Non seulement il n’y a ni cessez-le-feu, ni accord de paix à Gaza, mais Israël s’est remis à assassiner une vingtaine de Palestinien-nes par jour, enfants inclus, en plus que bloquer l’aide, et d’interdire 37 ONG humanitaires.
Quant à l’ouverture du passage de Rafah, c’est également de l’intox : depuis dimanche dernier, date à laquelle son ouverture était annoncée, cinq malades, en tout et pour tout, ont pu sortir de Gaza, et une vingtaine de femmes et d’enfants ont pu y revenir, après avoir subi interrogatoires, fouilles, vols de toutes leurs affaires, humiliations et pressions pendant 20 H !
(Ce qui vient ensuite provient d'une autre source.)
PR #149, opened 2020-07-28
add external book uuid linking

ckline-tryptic:
Leaves unit testing in test_bakery_script.py until we convert to a package.

### DIFF
--- a/bakery/src/cli/execute.js
+++ b/bakery/src/cli/execute.js
@@ -325,6 +325,53 @@ const tasks = {
       }
     }
   },
+  'link-extras': (parentCommand) => {
+    const commandUsage = 'link-extras <collid> <server>'
+    const handler = async argv => {
+      const buildExec = path.resolve(BAKERY_PATH, 'build')
+
+      const imageDetails = imageDetailsFromArgs(argv)
+      const taskArgs = imageDetails == null
+        ? []
+        : [`--taskargs=${JSON.stringify({
+          ...imageDetails, ...{ server: argv.server }
+        })}`]
+
+      const taskContent = execFileSync(buildExec, ['task', 'link-extras', ...taskArgs])
+      const tmpTaskFile = tmp.fileSync()
+      fs.writeFileSync(tmpTaskFile.name, taskContent)
+
+      const tmpBookDir = tmp.dirSync()
+      fs.writeFileSync(path.resolve(tmpBookDir.name, 'collection_id'), argv.collid)
+
+      const dataDir = path.resolve(argv.data, argv.collid)
+
+      await flyExecute([
+        '-c', tmpTaskFile.name,
+        `--input=book=${tmpBookDir.name}`,
+        input(dataDir, 'assembled-book'),
+        output(dataDir, 'linked-extras')
+      ], { image: argv.image, persist: argv.persist })
+    }
+    return {
+      command: commandUsage,
+      aliases: 'l',
+      describe: 'amend external book links',
+      builder: yargs => {
+        yargs.usage(`Usage: ${process.env.CALLER || `$0 ${parentCommand}`} ${commandUsage}`)
+        yargs.positional('collid', {
+          describe: 'collection id of collection to work on',
+          type: 'string'
+        }).positional('server', {
+          describe: 'archive server',
+          type: 'string'
+        })
+      },
+      handler: argv => {
+        handler(argv).catch((err) => { console.error(err); process.exit(1) })
+      }
+    }
+  },
   bake: (parentCommand) => {
     const commandUsage = 'bake <collid> <recipefile> <stylefile>'
     const handler = async argv => {
@@ -354,7 +401,7 @@ const tasks = {
       await flyExecute([
         '-c', tmpTaskFile.name,
         `--input=book=${tmpBookDir.name}`,
-        input(dataDir, 'assembled-book'),
+        input(dataDir, 'linked-extras'),
         `--input=cnx-recipes-output=${tmpRecipesDir.name}`,
         output(dataDir, 'baked-book')
       ], { image: argv.image, persist: argv.persist })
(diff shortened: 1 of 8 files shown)


bakery/src/cli/execute.js
```diff
@@ -325,6 +325,47 @@ const tasks = {
       }
     }
   },
+  link: (parentCommand) => {
+    const commandUsage = 'link <collid> <canonicallist>'
```
rnathuji, line 329: Isn't the only argument to this command `collid`?

bakery/src/cli/execute.js
```diff
@@ -325,6 +325,47 @@ const tasks = {
       }
     }
   },
+  link: (parentCommand) => {
```
rnathuji, line 328: To be consistent with the other commands such as `bake-meta` etc., I think (assuming we leave this called `link-book`), we should change this to `'link-book'`

bakery/src/cli/execute.js
```diff
@@ -325,6 +325,47 @@ const tasks = {
...
+    const commandUsage = 'link <collid> <canonicallist>'
+    const handler = async argv => {
+      const buildExec = path.resolve(BAKERY_PATH, 'build')
+
+      const imageDetails = imageDetailsFromArgs(argv)
+      const taskArgs = imageDetails == null
+        ? []
+        : [`--taskargs=${JSON.stringify(imageDetails)}`]
+      const taskContent = execFileSync(buildExec, ['task', 'link-book', ...taskArgs])
```
rnathuji, line 337: The name `link-book` seems really vague to me. I know we brainstormed some potential options in Slack, and perhaps it's worth revisiting that conversation? (names are hard and subjective, I know, and perhaps `link-book` is the best option we can come up with)

bakery/src/scripts/link-book.py
```diff
@@ -0,0 +1,61 @@
...
+    for node in doc.xpath(
+        '//x:a[@href and starts-with(@href, "/contents/m")]',
+        namespaces={"x": "http://www.w3.org/1999/xhtml"},
+    ):
+        # find legacy module id
+        link = node.attrib["href"]
+        module_id = link.lstrip("/contents/")
+
+        # get target module uuid
+        req = requests.get(f"https://archive.cnx.org/content/{module_id}")
```
rnathuji, line 35: Should we hard code this URL for the archive endpoint within the script, or parameterize that as a command arg or environment variable so we can adjust the endpoint at the task / pipeline level if needed?

bakery/src/scripts/link-book.py
```diff
@@ -0,0 +1,61 @@
...
+        if req.status_code != 200:
+            continue
```
rnathuji, line 37: Instead of masking potential errors, should we just `req.raise_for_status()` and let it error out? (the idea being it's better to fail than lead to non-deterministic builds) Or am I misunderstanding something?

Le règne de la terreur, des maladies, du difficile accès aux soins, à l’hygiène, à l’eau potable, à la nourriture en quantité et qualité suffisantes, à des abris en dur, se poursuit.
Et personne n’en parle, mais Israël maintient l’interdiction pour les journalistes étrangers d’entrer dans Gaza.
En Cisjordanie et à Jérusalem, l’armée et les colons main dans la main, tuent, démolissent les routes, ferment les accès, kidnappent femmes et hommes à tour de bras.
Et on sait le sort que subissent les Palestinien-nes enlevés, affamés, battus, torturés, violés. Pas de jour sans que l’un des otages palestiniens ne meure dans les prisons de l’occupant. Et leurs corps ne sont pas restitués aux familles.
Alors, pas le moment de dormir. Nous devons rester mobilisés !
Ce samedi, nous manifesterons à Paris avec les collectifs d’autres pays opprimés, pour demander la liberté de la Palestine et de tous les peuples.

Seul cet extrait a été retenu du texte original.